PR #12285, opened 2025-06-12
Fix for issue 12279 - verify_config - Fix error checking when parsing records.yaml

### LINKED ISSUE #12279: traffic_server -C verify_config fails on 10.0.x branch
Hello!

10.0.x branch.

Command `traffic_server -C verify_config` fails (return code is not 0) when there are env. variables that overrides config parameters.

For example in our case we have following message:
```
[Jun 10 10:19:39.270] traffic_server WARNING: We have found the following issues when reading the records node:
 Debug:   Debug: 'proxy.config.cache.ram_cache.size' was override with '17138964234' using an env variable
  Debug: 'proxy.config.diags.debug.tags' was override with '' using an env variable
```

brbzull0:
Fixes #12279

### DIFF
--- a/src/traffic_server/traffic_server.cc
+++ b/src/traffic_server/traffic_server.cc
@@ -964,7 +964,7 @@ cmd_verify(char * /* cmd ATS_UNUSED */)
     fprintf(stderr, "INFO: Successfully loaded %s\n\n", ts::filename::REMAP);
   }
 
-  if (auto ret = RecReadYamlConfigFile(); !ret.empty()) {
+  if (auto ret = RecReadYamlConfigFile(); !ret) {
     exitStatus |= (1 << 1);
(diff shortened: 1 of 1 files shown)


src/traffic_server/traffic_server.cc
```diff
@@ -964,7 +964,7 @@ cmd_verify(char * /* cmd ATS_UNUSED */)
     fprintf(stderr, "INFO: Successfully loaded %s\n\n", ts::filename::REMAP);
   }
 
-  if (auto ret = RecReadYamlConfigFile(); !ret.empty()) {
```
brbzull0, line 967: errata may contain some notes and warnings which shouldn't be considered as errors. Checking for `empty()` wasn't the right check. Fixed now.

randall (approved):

+===+

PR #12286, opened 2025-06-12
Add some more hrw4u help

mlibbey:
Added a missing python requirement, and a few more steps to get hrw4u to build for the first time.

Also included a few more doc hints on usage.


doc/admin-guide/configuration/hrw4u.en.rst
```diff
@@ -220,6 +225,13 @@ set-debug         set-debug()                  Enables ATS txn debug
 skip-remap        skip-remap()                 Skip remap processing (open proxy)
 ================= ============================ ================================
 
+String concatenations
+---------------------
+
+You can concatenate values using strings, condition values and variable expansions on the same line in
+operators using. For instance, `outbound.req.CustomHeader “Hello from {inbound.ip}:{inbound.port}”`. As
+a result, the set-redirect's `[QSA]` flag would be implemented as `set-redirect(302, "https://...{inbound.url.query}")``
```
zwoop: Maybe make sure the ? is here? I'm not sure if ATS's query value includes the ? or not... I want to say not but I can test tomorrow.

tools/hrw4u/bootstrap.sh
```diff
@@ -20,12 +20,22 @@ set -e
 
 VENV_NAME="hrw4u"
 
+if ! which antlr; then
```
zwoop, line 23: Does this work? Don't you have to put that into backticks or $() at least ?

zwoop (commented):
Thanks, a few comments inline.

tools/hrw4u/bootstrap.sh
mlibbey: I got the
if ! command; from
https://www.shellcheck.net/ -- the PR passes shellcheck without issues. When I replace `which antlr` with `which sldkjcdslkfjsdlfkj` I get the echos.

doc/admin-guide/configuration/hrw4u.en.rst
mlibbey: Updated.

+===+

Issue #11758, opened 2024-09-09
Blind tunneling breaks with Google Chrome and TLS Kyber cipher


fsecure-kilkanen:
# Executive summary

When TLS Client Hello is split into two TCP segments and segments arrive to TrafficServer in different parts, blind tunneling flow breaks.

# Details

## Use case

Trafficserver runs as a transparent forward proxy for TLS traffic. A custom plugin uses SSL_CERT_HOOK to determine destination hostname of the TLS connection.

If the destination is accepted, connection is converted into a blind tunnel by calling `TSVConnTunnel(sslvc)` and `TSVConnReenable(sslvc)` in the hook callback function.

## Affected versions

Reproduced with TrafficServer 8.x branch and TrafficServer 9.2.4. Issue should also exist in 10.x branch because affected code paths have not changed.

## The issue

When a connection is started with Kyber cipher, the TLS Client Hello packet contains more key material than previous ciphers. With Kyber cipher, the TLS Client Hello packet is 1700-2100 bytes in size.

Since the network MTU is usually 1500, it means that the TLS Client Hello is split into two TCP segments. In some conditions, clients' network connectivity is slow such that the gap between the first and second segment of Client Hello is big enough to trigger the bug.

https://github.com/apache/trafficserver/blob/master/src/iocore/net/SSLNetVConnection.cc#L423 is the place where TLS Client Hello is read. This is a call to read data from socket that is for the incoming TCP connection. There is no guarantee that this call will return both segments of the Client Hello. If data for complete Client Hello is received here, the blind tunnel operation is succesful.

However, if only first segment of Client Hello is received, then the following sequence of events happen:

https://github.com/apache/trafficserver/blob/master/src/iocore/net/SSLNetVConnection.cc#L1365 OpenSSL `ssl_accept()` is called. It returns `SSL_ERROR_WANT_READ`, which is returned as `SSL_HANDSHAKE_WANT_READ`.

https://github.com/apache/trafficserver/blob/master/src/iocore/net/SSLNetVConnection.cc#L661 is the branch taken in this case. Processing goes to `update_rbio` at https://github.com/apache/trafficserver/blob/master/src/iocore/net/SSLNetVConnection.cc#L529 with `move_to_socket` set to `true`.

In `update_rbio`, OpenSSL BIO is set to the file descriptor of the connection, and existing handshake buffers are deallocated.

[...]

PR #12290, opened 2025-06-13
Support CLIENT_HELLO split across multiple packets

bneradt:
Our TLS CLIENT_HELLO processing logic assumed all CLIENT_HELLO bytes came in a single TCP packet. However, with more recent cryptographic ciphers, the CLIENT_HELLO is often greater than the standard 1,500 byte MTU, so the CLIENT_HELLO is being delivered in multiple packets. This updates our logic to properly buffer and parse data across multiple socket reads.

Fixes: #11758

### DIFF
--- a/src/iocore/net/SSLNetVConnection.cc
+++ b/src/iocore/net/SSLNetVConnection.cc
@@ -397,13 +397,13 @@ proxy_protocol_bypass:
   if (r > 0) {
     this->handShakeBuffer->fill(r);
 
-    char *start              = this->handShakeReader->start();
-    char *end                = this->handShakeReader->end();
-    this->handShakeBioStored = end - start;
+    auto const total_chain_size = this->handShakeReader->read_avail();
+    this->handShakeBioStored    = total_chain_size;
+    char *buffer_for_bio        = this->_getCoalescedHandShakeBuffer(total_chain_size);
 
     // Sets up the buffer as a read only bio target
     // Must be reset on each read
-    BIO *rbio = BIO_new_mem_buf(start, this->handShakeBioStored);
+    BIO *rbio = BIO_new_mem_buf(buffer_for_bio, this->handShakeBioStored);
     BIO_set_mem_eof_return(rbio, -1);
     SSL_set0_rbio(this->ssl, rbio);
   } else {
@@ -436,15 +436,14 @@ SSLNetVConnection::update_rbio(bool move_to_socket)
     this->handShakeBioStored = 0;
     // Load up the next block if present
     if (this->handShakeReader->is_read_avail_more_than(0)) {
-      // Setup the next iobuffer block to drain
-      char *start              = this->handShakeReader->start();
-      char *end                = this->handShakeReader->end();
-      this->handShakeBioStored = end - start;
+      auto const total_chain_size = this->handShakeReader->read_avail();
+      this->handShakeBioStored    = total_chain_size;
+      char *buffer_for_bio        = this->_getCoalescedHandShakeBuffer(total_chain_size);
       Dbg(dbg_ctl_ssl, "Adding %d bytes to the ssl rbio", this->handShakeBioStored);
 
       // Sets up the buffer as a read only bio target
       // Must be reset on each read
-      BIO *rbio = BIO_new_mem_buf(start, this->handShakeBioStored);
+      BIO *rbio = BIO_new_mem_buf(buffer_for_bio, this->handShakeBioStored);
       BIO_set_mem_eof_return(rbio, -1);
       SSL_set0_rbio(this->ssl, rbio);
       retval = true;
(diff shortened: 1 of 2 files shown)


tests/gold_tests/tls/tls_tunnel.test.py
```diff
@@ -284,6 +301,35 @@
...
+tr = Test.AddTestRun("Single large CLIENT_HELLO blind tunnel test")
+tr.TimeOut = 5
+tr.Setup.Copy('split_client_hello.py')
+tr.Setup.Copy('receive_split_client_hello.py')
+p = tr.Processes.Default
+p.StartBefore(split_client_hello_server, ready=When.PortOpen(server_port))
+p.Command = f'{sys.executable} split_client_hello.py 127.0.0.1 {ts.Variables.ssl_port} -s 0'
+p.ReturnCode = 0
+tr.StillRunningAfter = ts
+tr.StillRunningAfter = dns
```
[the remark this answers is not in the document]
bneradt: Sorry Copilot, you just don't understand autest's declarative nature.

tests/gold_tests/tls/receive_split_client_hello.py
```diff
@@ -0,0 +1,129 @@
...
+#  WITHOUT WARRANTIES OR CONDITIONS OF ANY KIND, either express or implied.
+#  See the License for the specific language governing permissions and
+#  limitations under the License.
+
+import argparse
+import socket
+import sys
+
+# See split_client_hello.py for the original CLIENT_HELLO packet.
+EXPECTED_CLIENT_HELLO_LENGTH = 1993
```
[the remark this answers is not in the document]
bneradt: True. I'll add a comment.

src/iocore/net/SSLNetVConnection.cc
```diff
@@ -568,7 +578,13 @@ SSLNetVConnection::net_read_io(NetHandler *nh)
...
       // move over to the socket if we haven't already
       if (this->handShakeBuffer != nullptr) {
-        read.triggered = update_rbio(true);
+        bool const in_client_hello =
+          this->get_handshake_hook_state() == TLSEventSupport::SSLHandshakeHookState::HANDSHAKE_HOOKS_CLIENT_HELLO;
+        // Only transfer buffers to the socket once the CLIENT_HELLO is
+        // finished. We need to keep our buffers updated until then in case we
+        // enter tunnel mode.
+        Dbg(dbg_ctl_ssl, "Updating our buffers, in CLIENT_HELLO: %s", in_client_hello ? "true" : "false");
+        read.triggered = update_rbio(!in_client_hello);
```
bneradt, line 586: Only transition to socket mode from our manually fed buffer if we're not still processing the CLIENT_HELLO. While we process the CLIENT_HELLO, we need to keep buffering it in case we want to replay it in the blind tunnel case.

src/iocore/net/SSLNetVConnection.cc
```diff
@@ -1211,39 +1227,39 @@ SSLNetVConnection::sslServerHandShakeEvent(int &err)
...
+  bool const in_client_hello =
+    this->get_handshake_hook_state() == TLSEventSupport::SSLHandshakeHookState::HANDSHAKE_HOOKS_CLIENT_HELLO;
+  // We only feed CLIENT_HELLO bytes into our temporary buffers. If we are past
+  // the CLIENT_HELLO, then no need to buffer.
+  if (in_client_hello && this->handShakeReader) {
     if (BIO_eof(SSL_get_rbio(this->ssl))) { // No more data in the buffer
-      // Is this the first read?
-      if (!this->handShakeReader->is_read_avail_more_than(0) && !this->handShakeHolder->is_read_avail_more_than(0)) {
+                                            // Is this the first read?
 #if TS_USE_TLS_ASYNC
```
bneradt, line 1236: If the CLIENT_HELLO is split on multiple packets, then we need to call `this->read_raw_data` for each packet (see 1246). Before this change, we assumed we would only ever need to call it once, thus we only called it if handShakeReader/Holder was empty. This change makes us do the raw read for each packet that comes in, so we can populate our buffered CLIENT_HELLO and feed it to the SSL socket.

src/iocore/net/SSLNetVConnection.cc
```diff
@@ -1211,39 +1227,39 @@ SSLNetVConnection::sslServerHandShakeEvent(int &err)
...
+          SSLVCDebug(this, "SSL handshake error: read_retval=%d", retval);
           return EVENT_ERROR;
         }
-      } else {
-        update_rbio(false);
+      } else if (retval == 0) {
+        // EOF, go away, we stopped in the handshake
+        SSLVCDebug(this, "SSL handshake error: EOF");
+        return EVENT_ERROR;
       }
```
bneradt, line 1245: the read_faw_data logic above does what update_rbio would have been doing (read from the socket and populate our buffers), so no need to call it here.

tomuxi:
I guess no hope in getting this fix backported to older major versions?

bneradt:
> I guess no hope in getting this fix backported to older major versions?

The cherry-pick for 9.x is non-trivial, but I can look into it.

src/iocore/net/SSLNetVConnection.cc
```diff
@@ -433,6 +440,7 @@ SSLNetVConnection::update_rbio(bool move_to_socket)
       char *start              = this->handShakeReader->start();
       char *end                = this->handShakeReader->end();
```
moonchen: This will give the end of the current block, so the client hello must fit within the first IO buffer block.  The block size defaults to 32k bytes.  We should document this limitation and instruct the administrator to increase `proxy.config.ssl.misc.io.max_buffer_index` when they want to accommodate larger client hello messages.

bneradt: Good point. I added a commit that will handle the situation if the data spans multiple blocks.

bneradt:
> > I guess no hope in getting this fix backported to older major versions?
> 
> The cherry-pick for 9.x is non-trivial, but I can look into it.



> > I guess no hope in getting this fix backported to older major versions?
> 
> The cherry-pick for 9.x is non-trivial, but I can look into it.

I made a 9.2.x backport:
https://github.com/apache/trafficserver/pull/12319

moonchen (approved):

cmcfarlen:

+===+

### Your instructions
Within the entries, find all lines holding "shown" and copy each one.

### Result of the task
(diff shortened: 1 of 1 files shown)
(diff shortened: 1 of 2 files shown)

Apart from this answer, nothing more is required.